Release Date: May 27, 2009

FDA Public Meeting on Risk Evaluation and Mitigation Strategies (REMS) for Certian Opioids

Good morning. My name is Mary Vargas. I am a lawyer specializing in disability discrimination and access to health care. Twelve years ago, my car was struck from behind, leaving me with persistent pain caused by injuries to my head and neck. For four years, I struggled to find a doctor who could treat me, a medication that would allow me to function, and a treatment that would bring hope to my life even as my life was being swallowed by pain.

It took 16 doctors, countless procedures and surgeries before I broke even in my battle against chronic pain. Oxycontin, fentanyl patches, and an implantable medical device – gave me back a life, and allowed me to have a family.

When the FDA considers implementing REMS for certain opioid medications, the agency is talking about the medications I take, the doctors who treat me, and the pharmacists who fill my prescriptions. Yet, when I read the call for public comment, some of the extreme policies proposed – requiring patient registration, dispensing medications only in certain settings, patient monitoring, providing access to medications only when prescriber, pharmacist, and patient are all enrolled in a program - the assumptions about the current state of pain care in the United States underlying these extreme proposals are so divorced from the reality experienced by patients and doctors that they left my mouth hanging open.

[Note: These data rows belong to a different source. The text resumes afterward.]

PR #17572, opened 2026-06-14
test: de-flake CT suites (shared-sub, clients, login-lock)

zmstone:
## Summary

De-flake three pre-existing timing-sensitive CT tests (surfaced repeatedly during unrelated CI runs). Each fix targets the actual race, not a blanket retry.

- `emqx_shared_sub_SUITE:t_session_takeover` — the final `collect_msgs` assert rejected a late QoS1 **DUP redelivery**, which the test itself notes is expected; ignore DUP redeliveries.
- `emqx_mgmt_api_clients_SUITE:t_subscribe_shared_topic` — the subscribe API returns before the global subscription tables are updated; retry the `ets:tab2list` assertion until the async registration is visible.
- `emqx_dashboard_login_lock_SUITE:t_cancel_lock_with_cli` — the 1s lock duration (kept short for the sibling release test) could expire before the assert under slow CI; use a long duration for this lock-detection test.

Targeted at release-60 so the fixes sync forward. Test-only; no user impact.

### DIFF
--- a/apps/emqx/test/emqx_cm_SUITE.erl
+++ b/apps/emqx/test/emqx_cm_SUITE.erl
@@ -519,8 +519,14 @@ t_clientid_registration_throttled(_) ->
     ChanInfo = ?ChanInfo,
     #{conninfo := ConnInfo} = ChanInfo,
     ?assertReceive({'DOWN', MRef, process, DeadPid, _}),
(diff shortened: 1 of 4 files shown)


JimMoen (approved):

keynslug (approved):

emqxqa:
[TestExecution](https://emqx.atlassian.net/browse/QA-15530)

PR #17573, opened 2026-06-14
fix(frame): make MQTT v5 user-property parsing O(N) instead of O(N^2)

zmstone:
Release version: 5.8.11

## Summary

Make MQTT v5 `User-Property` parsing scale linearly with the number of entries.

Previously each parsed user-property was appended to the end of the accumulated list via `lists:append/2`, making the parse of a single packet quadratic in the number of user-properties. A CONNECT/PUBLISH/SUBSCRIBE packet carrying many user-properties therefore consumed super-linear scheduler time on the owning connection process.

The parser now prepends each entry (O(1) per entry) and reverses the `'User-Property'` list once when the property map is finalized, preserving wire order. Added a regression test that parses a CONNECT frame with 50k user-properties and asserts both the linear-time behaviour and that count/order are preserved.

Internal tracker: https://github.com/emqx/emqx-dev-team-tasks/issues/142

## PR Checklist

### DIFF
--- a/apps/emqx/src/emqx_frame.erl
+++ b/apps/emqx/src/emqx_frame.erl
@@ -555,7 +555,7 @@ parse_properties(Bin, ?MQTT_PROTO_V5, StrictMode) ->
     {Len, Rest} = parse_variable_byte_integer(Bin),
     case Rest of
         <<PropsBin:Len/binary, Rest1/binary>> ->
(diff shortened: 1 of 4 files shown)


keynslug (dismissed):
🚀

emqxqa:
[TestExecution](https://emqx.atlassian.net/browse/QA-15526)

PR #17575, opened 2026-06-14
fix: race in username quota counter causing record/count inconsistency

JimMoen:
Release version: 6.0.3

## Summary

Fixed a race condition in `emqx_username_quota_state:dec_counter/1` where the per-username session counter could be permanently lost.

**Root cause**: `dec_counter/1` does `mria:dirty_update_counter(-1)` and, when the result reaches ≤0, deletes the counter key via `mria:dirty_delete`. Between the update and the delete, a concurrent `add` (session registration) can increment the same counter. The subsequent `dirty_delete` then destroys the counter value, losing the increment permanently. This causes `RECORD_TAB` (actual sessions) to have more entries than `COUNTER_TAB` (tracked counts), making the quota enforcement inaccurate.

**Fix** (3 changes in `emqx_username_quota_state.erl`):

1. **`dec_counter/1`**: Removed `dirty_delete`. Counter keys now stay in the table at 0 or negative values. The reader (`sum_username_counters`) already filters `Count > 0`, so ≤0 values are treated the same as missing keys.

2. **`del/1`**: Swapped order — delete `RECORD_TAB` record first, then call `dec_counter`. If a crash occurs between them, the record is already gone and the counter is slightly higher (safe direction: rejects a few more connections, not fewer).

3. **`delete_client_records/2`**: Same order swap.

**Tests added** (`emqx_username_quota_SUITE.erl`):
- `t_counter_consistency_concurrent` — 40 concurrent add/del with same username, verify counter matches records
- `t_counter_not_deleted_when_zero` — verify counter entry persists at 0 after all sessions removed
- `t_double_unregister_counter_safety` — verify repeated unregister does not break counters

## PR Checklist
- [x] Change log added to `changes/ee/fix-17575.en.md`


JimMoen:
fix https://github.com/emqx/emqx-dev-team-tasks/issues/119

plugins/emqx_username_quota/src/emqx_username_quota_state.erl
```diff
@@ -349,14 +349,8 @@ do_clear_for_node(Node) ->
...
 dec_counter(Username) ->
-    Key = ?COUNTER_KEY(Username, node()),
-    case mria:dirty_update_counter(?COUNTER_TAB, Key, -1) of
-        NewCount when is_integer(NewCount), NewCount =< 0 ->
-            _ = mria:dirty_delete(?COUNTER_TAB, Key),
-            ok;
-        _ ->
-            ok
-    end.
+    _ = mria:dirty_update_counter(?COUNTER_TAB, ?COUNTER_KEY(Username, node()), -1),
```
hjianbo, line 352: Leaving the counter at any negative value can still make quota enforcement undercount later sessions. `sum_username_counters/1` ignores `Count =< 0`, but a later `add/3` only increments the stored value; for example, a stale decrement to `-1` followed by one real registration leaves the raw counter at `0` while `RECORD_TAB` has one session, so `session_count/1` still returns 0. Please prevent negative counters, or only decrement when we know a record was actually removed.

plugins/emqx_username_quota/src/emqx_username_quota_state.erl
```diff
@@ -349,14 +349,8 @@ do_clear_for_node(Node) ->
...
+    ok.
```
hjianbo, line 353: Even if negative counters are avoided, keeping every zero counter forever makes `COUNTER_TAB` grow by every username/node that ever had a session. Snapshot builds scan this table before filtering by positive counts, so high-churn usernames can increase memory use and rebuild latency over time. Please consider a race-safe zero cleanup or compaction path instead of retaining all zero counters permanently.

plugins/emqx_username_quota/changelog.md
```diff
@@ -44,3 +44,12 @@
 - Moved quota exceeded warning logs into the stats worker and throttled them per username.
   A warning is emitted for the first rejection, when the previous warning is older than 1 minute,
   or on every 100th rejection for that username.
+
+## 1.2.1
```
hjianbo, line 48: This changelog introduces plugin version `1.2.1`, but `plugins/emqx_username_quota/VERSION` still contains `1.2.0`, and `mix.exs` reads the package version from that file. Please bump `VERSION` together with this source change; otherwise the packaged plugin metadata and changelog disagree, and the app version check should report this plugin as needing a release version bump.

plugins/emqx_username_quota/src/emqx_username_quota_state.erl
JimMoen: The double-decrement scenario occurs because both `del_client` (hook path) and `del` (pool DOWN) can clean up the same session. Fixed in 2b73187 by deleting MONITOR_TAB before RECORD_TAB and dec_counter in `delete_client_records`. This makes `del/1` find no MONITOR entry and skip, preventing the second decrement. If crash between MONITOR delete and RECORD delete: MONITOR gone → del is no-op → counter not decremented (safe: slightly higher).

plugins/emqx_username_quota/src/emqx_username_quota_state.erl
JimMoen: Growth is bounded: at most one entry per username per node. Snapshot `scan_counters` already has `YieldInterval=1000` to avoid scheduler starvation, and `read_counter/1` + `sum_username_counters/1` filter `Count > 0` so zero entries are only iterated, not counted. For a node with 100k unique usernames, COUNTER_TAB is ~100k entries (~5 MB). If performance becomes a concern, a periodic GC can be added later, but this is not a regression — the old code also accumulated entries for sessions in flight.

plugins/emqx_username_quota/changelog.md
JimMoen: Done — VERSION bumped to 1.2.1 in 2b73187.

zmstone (approved):

emqxqa:
[TestExecution](https://emqx.atlassian.net/browse/QA-15531)

PR #17581, opened 2026-06-15
fix(jt808): bind authcode to registered phone

hjianbo:
Release version:
6.0.3

## Summary

Fixes https://github.com/emqx/emqx-dev-team-tasks/issues/158.

The JT/T 808 gateway now uses the phone number accepted during authentication as the connection identity. Registration remains optional; when a registration-issued authcode is present, the authentication frame must use the matching phone number before that authcode is accepted.

Temporary `registered_phone` and `authenticated_phone` values are kept in `clientinfo` while processing registration and authentication frames. After successful authentication, they are normalized back to the existing `phone` and `clientid` fields. A subsequent registration frame also clears any stale authentication phone before building the REGISTER_ACK response.

After a client is connected, uplink frames whose header phone differs from the authenticated phone are treated as invalid frames, following the existing `ignore_unsupported_frames` behavior for whether to ignore or disconnect.

Added CT coverage for default auth, anonymous auth, post-auth uplink frame phone mismatch, and REGISTER_ACK phone handling after a failed authentication attempt. Checked with `mix compile`, `erlfmt`, `apps-version-check`, `git diff --check`, and the focused JT808 CT cases.

## PR Checklist


zmstone:
back-port to release-58

zmstone (approved):

emqxqa:
[TestExecution](https://emqx.atlassian.net/browse/QA-15533)

PR #17585, opened 2026-06-15
refactor(cm): address review nits on registry keeper

zmstone:
Follow-up to #17522. Code-only cleanup, no behavior change.

## Summary

- `new_sweep_state/1` uses `:=` instead of `=>` so a typo on `timer_ref` would be caught.
- Trim the stale comment above `handle_info(start, _)`; the trace-suppression rationale now lives next to `maybe_emit_finished/1`.
- Spell out the `garbage_collect/0` comment in `do_run_chunk/2` (sub-binaries pinning mnesia row data between chunks).
- Collapse `run_full_sweep/2` into `run_chunk_loop/3` by accepting `infinity` as the budget; the forced-sweep path calls it with `infinity`.
- `classify_remote_pid_on_core/2` only calls `normalize_node_caches/1` in the cache-miss branch where one of the sets actually changes. Cache hits no longer pay `sets:subtract/2` on the hot path.

All 11 cases in `emqx_cm_registry_gc_SUITE` and all 3 in `emqx_cm_registry_keeper_SUITE` pass.

### DIFF
--- a/apps/emqx/src/emqx_cm_registry_keeper.erl
+++ b/apps/emqx/src/emqx_cm_registry_keeper.erl
@@ -121,7 +121,7 @@ purge_loop(ClientId) ->
 handle_call(force_sweep_stale_pids, _From, State0) ->
     State1 = reset_sweep_state(State0, _Forced = true),
     ?tp(info, cm_registry_gc_started, #{forced => true}),
-    State2 = run_full_sweep(undefined, State1),
+    {'$end_of_table', State2} = run_chunk_loop(undefined, infinity, State1),
     Summary = sweep_summary(State2),
     ?tp(info, cm_registry_gc_finished, Summary#{forced => true}),
     {reply, Summary, reset_sweep_counters(State2)};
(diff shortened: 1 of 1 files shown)


apps/emqx/src/emqx_cm_registry_keeper.erl
```diff
@@ -276,12 +272,18 @@ do_run_chunk(Cursor, State0) ->
             TimerRef = send_delay_start(),
             {noreply, State1#{next_clientid := undefined, timer_ref := TimerRef}};
         Cid ->
-            %% ensure the next clientid is not in the cache
+            %% Force a full GC so any sub-binaries pinning mnesia row
+            %% data from this chunk (next_clientid is the most obvious;
+            %% lingering refc-binary references inside the process heap
+            %% are the broader concern) get released before we sleep.
```
thalesmg: since this is a process which is mostly inactive (10 minutes between each run), wouldn't it be somewhat simpler to simply `hibernate` after finishing the scan, since that triggers GC when hibernating and waking up?

thalesmg (dismissed):

apps/emqx/src/emqx_cm_registry_keeper.erl
zmstone: this gc is between the chunks.

thalesmg: yes, I know.  my suggestion/question still stands.  :sweat_smile:

zmstone: yes, make sense to hibernate.
the gc between chunks is still necessary though

thalesmg (approved):

PR #17586, opened 2026-06-15
fix(cm): periodically purge stale rows from global session registry

zmstone:

## Summary

Port of #17522 from release-510.

Adds a slow, throttled background sweep to `emqx_cm_registry_keeper` that periodically purges stale rows from the global session registry. PR #17424 closed the common case (cleanup gated on `mria:is_peer_alive/1`), but that gate is one-shot: a transient peer-core RPC error makes `is_peer_alive` return `{ok, true}` and the cleanup is silently dropped with no retry, and a core that joins after a `{node, down, _}` event never receives a replay. In both cases the registry row could leak forever for a clientid that never reconnects.

Per row, the sweep:
- local pid + not `is_process_alive/1` → unregister;
- remote pid (core role only): cache `mria:is_peer_alive/1` per sweep; `{ok, false}` → unregister. Any other answer (including `{aborted, _}`) is treated as keep, preserving the cluster-consensus safety bias;
- replicants act only on local-dead pids; they skip hist tombstones and remote pids (cores remain the single deleter for those).

The sweep is bounded to ≤ 500 rows/s/node and runs no more often than once per 10 minutes, so it does not measurably affect broker throughput even on registries holding millions of sessions. The existing history-row cleanup continues to run inside the same chunk loop.

Most relevant module: `apps/emqx/src/emqx_cm_registry_keeper.erl`. A `pr_17522_kickoff_registry_keeper/1` post-upgrade hook (`apps/emqx/src/emqx_post_upgrade.erl`) lets a future relup wake a replicant that booted on the pre-fix beam.

## PR Checklist


ieQu1 (dismissed):

zmstone:
force-pushed due to changelog pr number was wrong.

keynslug (approved):

emqxqa:
[TestExecution](https://emqx.atlassian.net/browse/QA-15561)

PR #17589, opened 2026-06-15
feat(auth): implement fail closed for access control hooks

savonarola:
https://github.com/emqx/emqx-dev-team-tasks/issues/112
Addresses https://github.com/emqx/emqx-dev-team-tasks/issues/118

Release version: 6.2.2

A complement to https://github.com/emqx/emqx/pull/17564

## Summary

This PR adds hardened-profile fail-close behavior for access-control hook callback failures.

In hardened mode, a authentication and authorization hook failures are treated as denial.

## PR Checklist

### DIFF
--- a/apps/emqx/src/emqx_access_control.erl
+++ b/apps/emqx/src/emqx_access_control.erl
@@ -319,9 +319,13 @@ format_retain_flag(false) ->
 
 run_hooks(Name, Args, Acc) when Name == 'client.authenticate'; Name == 'client.authorize' ->
     ok = emqx_metrics:inc_global(Name),
-    {Time, Value} = timer:tc(
-        fun() -> emqx_hooks:run_fold(Name, Args, Acc) end
-    ),
+    {Time, Value} =
+        case emqx_security_profile:policy(access_control_hook_failure) of
+            ignore ->
+                timer:tc(fun() -> {ok, emqx_hooks:run_fold(Name, Args, Acc)} end);
+            interrupt ->
+                timer:tc(fun() -> emqx_hooks:run_fold_strict(Name, Args, Acc) end)
+        end,
     try
         emqx_metrics_worker:observe_hist(
             ?ACCESS_CONTROL_METRICS_WORKER,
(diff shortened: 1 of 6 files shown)


apps/emqx/src/emqx_access_control.erl
```diff
@@ -333,7 +337,15 @@ run_hooks(Name, Args, Acc) when Name == 'client.authenticate'; Name == 'client.a
         _:_ ->
             ok
     end,
-    Value.
+    case Value of
+        {ok, Result} -> Result;
+        {error, _Reason} -> fail_close_result(Name)
```
thalesmg, line 342: q: shouldn't this depend on the security profile?

e.g., if any hooks return `{stop, {error, _}}`, even with the legacy profile, the check here will start to return `deny`.

thalesmg (dismissed):

apps/emqx/src/emqx_access_control.erl
savonarola: With legacy profile, we never hit this clause: https://github.com/emqx/emqx/pull/17589/changes/BASE..6288a88e1071a28a1bdb93975d4741f40a2d2165#diff-8732768172f2c653a41b55cc5a907db46f55fc653b3243a1ffedf6c04d2f8caeR325

zmstone (dismissed):

apps/emqx/src/emqx_access_control.erl
thalesmg: 🤔 
the old hooks can return {stop, {error, _}}, as mentioned.

or is there something else preventing that?

savonarola: If they return `{stop, {error, Err}}`, in both cases (run/run_strict) we will have `{ok, {error, Err}}` in the `Value`

thalesmg (approved):

emqxqa:
[TestExecution](https://emqx.atlassian.net/browse/QA-15738)

PR #17590, opened 2026-06-15
test: de-flake flaky CT cases on release-510

zmstone:
Release version: 5.10.4

## Summary

De-flake pre-existing flaky CT cases on `release-510`, surfaced by the CI runs
for #17585 (https://github.com/emqx/emqx/actions/runs/27550491595) and by this
PR's own CI. None are regressions: #17585 is a code-only cleanup of the registry
keeper, and none of these tests had the stabilizing fixes on `release-510`.

Almost all of them are the same class of bug: a test asserts on broker state
immediately after an action whose effect propagates asynchronously (channel
registration/deregistration, subscription install/remove, cross-node client
listing, durable-session replay, or snabbkaffe trace collection). The fixes wait
for the actual condition (`?retry`, wait-for-no-subscribers, accumulate-until-
complete, filter-by-unique-id) instead of relying on a fixed sleep or window.

Cases fixed:

- **`emqx_cm_SUITE`**: `t_clientid_registration_throttled` and
  `t_open_session_throttled_on_inflight_local_cleanup` - suspend `emqx_cm`
  around register + open_session so the DOWN-driven cleanup cannot race the
  throttle (ports the `release-60` fix 96577bdc34).
- **`emqx_crl_cache_SUITE`**: `t_cache_overflow` - the client-process span
  events and the `emqx_crl_cache` gen_server events interleave; assert each
  stream's order separately.
- **`emqx_dashboard_monitor_SUITE`**: `t_pmap_nodes` - pause the live sampler,
  use deterministic data points, and allow the first bucket to be 1..5 intervals
  from the second (ports the v6 fix).
- **`emqx_mqtt_SUITE`**: `t_message_expiry_interval` - sleep 2s (not 1100ms) past
  a 1s expiry so the wall-clock expiry check is not racy (ports the v6 fix).
- **`emqx_takeover_SUITE`**: `t_kick_session` (connect + subscribe synchronously
  before the kick), `t_takeover_willmsg` (accumulate publishes until all arrive;
  accept a plain socket close as a valid v5 takeover exit), and the shared
  `assert_client_exit` (wait up to 5s for the client EXIT).
- **`emqx_retainer_SUITE`**: `t_store_and_clean` - wait for the unsubscribe to
  propagate and the retained store to clear before re-subscribing.
- **`emqx_mgmt_api_clients_SUITE`**: `t_subscribe_shared_topic`,
  `t_kickout_clients`, `t_persistent_sessions5` - retry the listing/subscription
  assertions until async deregistration and the cluster-wide count settle.
- **`emqx_gateway_api_SUITE`**: `t_clients` - retry the post-kick delete until
  the client is deregistered (ports the v6 fix).
- **`emqx_client_SUITE`**: `t_sock_closed_reason_normal`,
  `t_sock_closed_force_closed_by_client` - per-version unique client ids (avoid
  the reconnect throttle) and assert on this client's trace event rather than
  requiring it to be the only one captured.

Not addressed here (environmental, not test logic): the docker-runner external-
service bridge suites (`emqx_bridge_kinesis`, `emqx_bridge_gcp_pubsub`,
`emqx_bridge_confluent`, `emqx_bridge_kafka`, `emqx_bridge_azure_blob_storage`,
`emqx_bridge_sqlserver`) flake on container/network timing - a different subset
each run - and are unrelated to these changes.

Validation: every fixed case was looped locally (20-30x where fast, fewer for
slow cluster/persistence cases), and a full CI run on this branch passed with no
failures.

## PR Checklist

### DIFF
--- a/apps/emqx/test/emqx_client_SUITE.erl
+++ b/apps/emqx/test/emqx_client_SUITE.erl
@@ -456,7 +456,18 @@ t_sock_closed_reason_normal(_) ->
                     )
                 end,
                 fun(Trace0) ->
-                    ?assertMatch([#{clientid := ClientId}], ?of_kind(sock_closed_normal, Trace0)),
+                    %% Filter by this iteration's unique client id: the captured
+                    %% trace can contain sock_closed events from other clients,
+                    %% so assert on this client's event rather than requiring it
+                    %% to be the only one in the trace.
+                    ?assertMatch(
+                        [#{clientid := ClientId} | _],
+                        [
+                            E
+                         || #{clientid := CId} = E <- ?of_kind(sock_closed_normal, Trace0),
+                            CId =:= ClientId
+                        ]
+                    ),
                     ok
                 end
             )
@@ -482,8 +493,16 @@ t_sock_closed_force_closed_by_client(_) ->
                     )
                 end,
                 fun(Trace0) ->
+                    %% Filter by this iteration's unique client id, see
+                    %% t_sock_closed_reason_normal.
                     ?assertMatch(
-                        [#{clientid := ClientId}], ?of_kind(sock_closed_with_other_reason, Trace0)
+                        [#{clientid := ClientId} | _],
+                        [
+                            E
+                         || #{clientid := CId} = E <-
+                                ?of_kind(sock_closed_with_other_reason, Trace0),
+                            CId =:= ClientId
+                        ]
                     ),
                     ok
                 end
--- a/apps/emqx/test/emqx_client_SUITE.erl
+++ b/apps/emqx/test/emqx_client_SUITE.erl
@@ -438,8 +438,8 @@ t_client_attr_from_user_property(_Config) ->
 
 t_sock_closed_reason_normal(_) ->
     ProtoVers = [v3, v4, v5],
-    [
-        begin
+    lists:foreach(
+        fun(Ver) ->
             %% Use a per-version unique client id: reusing one client id across
             %% the iterations can reconnect before the previous connection's
             %% async deregistration completes, tripping the open_session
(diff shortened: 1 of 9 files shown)


apps/emqx/test/emqx_client_SUITE.erl
```diff
@@ -438,48 +438,76 @@ t_client_attr_from_user_property(_Config) ->
...
-                ?assertMatch([#{clientid := ClientId}], ?of_kind(sock_closed_normal, Trace0)),
-                ok
-            end
-        )
+        begin
+            %% Use a per-version unique client id: reusing one client id across
+            %% the iterations can reconnect before the previous connection's
+            %% async deregistration completes, tripping the open_session
+            %% throttle (rejected as server_unavailable / server_busy).
+            ClientId = iolist_to_binary([atom_to_binary(?FUNCTION_NAME), "-", atom_to_binary(Ver)]),
```
zmstone, line 447: use lists:foreach instead of LC

apps/emqx/test/emqx_client_SUITE.erl
```diff
@@ -438,48 +438,76 @@ t_client_attr_from_user_property(_Config) ->
...
-            fun(Trace0) ->
-                ?assertMatch(
-                    [#{clientid := ClientId}], ?of_kind(sock_closed_with_other_reason, Trace0)
-                ),
-                ok
-            end
-        )
+        begin
+            %% Per-version unique client id, see t_sock_closed_reason_normal.
+            ClientId = iolist_to_binary([atom_to_binary(?FUNCTION_NAME), "-", atom_to_binary(Ver)]),
```
zmstone, line 484: use lists:foreach instead of LC

hjianbo (approved):

qzhuyan (approved):

PR #111, opened 2017-08-26
Return all validation errors when loading notebook

groutr:
Uses the iter_errors method from jsonschema to allow collecting all validation errors from a notebook in one validation pass.  Prior behavior would halt validation on the first error.

This will allow better user interaction by notifying the user of all the errors in notebook file at one time rather than one-each-time-user-tries-to-reload-notebook.

@minrk Thanks for your help (and sharp eye) in putting together this PR.

### DIFF
--- a/nbformat/validator.py
+++ b/nbformat/validator.py
@@ -240,6 +240,19 @@ def validate(nbjson, ref=None, version=None, version_minor=None, relax_add_props
 
     Raises ValidationError if not valid.
     """
+    try:
+        err = next(iter_validate(nbjson, ref=ref, version=version, version_minor=version_minor, relax_add_props=relax_add_props))
+        raise better_validation_error(err, version, version_minor)
+    except StopIteration:
+        return None
+
+
+def iter_validate(nbjson, ref=None, version=None, version_minor=None, relax_add_props=False):
+    """Checks whether the given notebook JSON conforms to the current
+    notebook format schema.
+
+    Returns a generator of all ValidationErrors if not valid.
+    """
     if version is None:
         from .reader import get_version
         (version, version_minor) = get_version(nbjson)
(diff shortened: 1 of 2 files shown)


westurner:
Thanks!

nbformat/validator.py
```diff
@@ -241,21 +242,35 @@ def validate(nbjson, ref=None, version=None, version_minor=None, relax_add_props
...
+    if version is None:
+        version, version_minor = get_version(nbjson)
 
     validator = get_validator(version, version_minor, relax_add_props=relax_add_props)
 
     if validator is None:
         # no validator
         warnings.warn("No schema for validating v%s notebooks" % version, UserWarning)
-        return
+        raise StopIteration
```
minrk: I think this can stay a `return` to terminate the iteration, without raising StopIteration which is deprecated.

nbformat/validator.py
```diff
@@ -241,21 +242,35 @@ def validate(nbjson, ref=None, version=None, version_minor=None, relax_add_props
     Raises ValidationError if not valid.
     """
     if version is None:
-        from .reader import get_version
-        (version, version_minor) = get_version(nbjson)
+        version, version_minor = get_version(nbjson)
+
+    try:
+        err = next(iter_validate(nbjson, ref=ref, version=version, version_minor=version_minor, relax_add_props=relax_add_props))
```
minrk: I think we could follow the pattern in jsonschema itself, and do:

```python
# raise the first validation error if there was one
for error in iter_validate(...):
    raise error
```

to raise the first error without the next/try/except logic.

nbformat/validator.py
groutr: I didn't know that StopIteration was deprecated.  Thanks for pointing that out.

groutr:
@minrk Thanks for the feedback.  I made the changes that you suggested.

The FDAAA requires that elements of REMS enacted to ensure safe use must not be unduly burdensome on patient access to medication. When you consider requiring one more safeguard, one more certification, one more agreement that patients must sign, one more form of monitoring to which people living with pain must submit….these “one mores” must be considered in the context of the incredible and unprecedented scrutiny that legitimate pain patients already face. Our access to pain care is already unduly burdened – don’t let anyone tell you otherwise. Unlike any other kind of patients, we are required to submit to urine tox screens, we sign treatment contracts, we are turned away from doctors who are afraid to treat us because of the kinds of medications that lessen our suffering. We face a kind of legitimized discrimination that is based on fear.

It is clear from the call for public comment that the FDA is not considering implementation of REMS in my interests. I say this understanding it may be impolitic, but individuals living with pain can no longer stand by while concern for those who break the law trumps their right to care.

In 2001, I stood with the Commissioner of the DEA and called for balance – balancing the moral imperative to ease suffering with concerns over illegal use.

Again and again those living with pain have been asked to do just one more thing in the name of balance – another contract, another form of monitoring – but already we cannot find doctors to treat us, we cannot find pharmacies to fill our prescriptions, – and now we are here talking about implementing strategies that are all about law enforcement and nothing to do with healthcare or compassion and, quite frankly, I’ve had all the “balance” I can take.

The truth is that the “balance” we have all talked about is a euphemism, if the only actions taken restrict access or depress prescribing practices. We tie the hands of legitimate patients and doctors in the name of balance and still it isn’t enough, because no matter how many barriers you put in front of my access to pain care, there will always be those who misuse or abuse drugs – if not pain medication, something else.

To the parents who are here asking the FDA to make it more difficult for me to obtain care: I know what it feels like to lose a child. I know how it feels to want to make your child’s death not be in vain – to find meaning, to prevent another family from suffering like you have. But I ask you to consider whether restricting my access to needed medications will give meaning to your loss? Will making it more difficult for me to obtain the healthcare I need – asking me to suffer in your child’s name – will that diminish your grief? Does the loss of a child or a spouse give any one person the moral authority to deny me healthcare, and privacy, and dignity?

Today we will undoubtedly see life-size photos of loved ones who illegally used and abused prescription medication and left behind a devastating wake of grief. For each one of those photos, there are thousands upon thousands of other stories we aren’t hearing – stories like mine that aren’t flashy or illicit – stories of people who do everything right and still cannot get treatment. Consideration of REMS must be grounded in the reality of people who live with pain. Our suffering matters, too.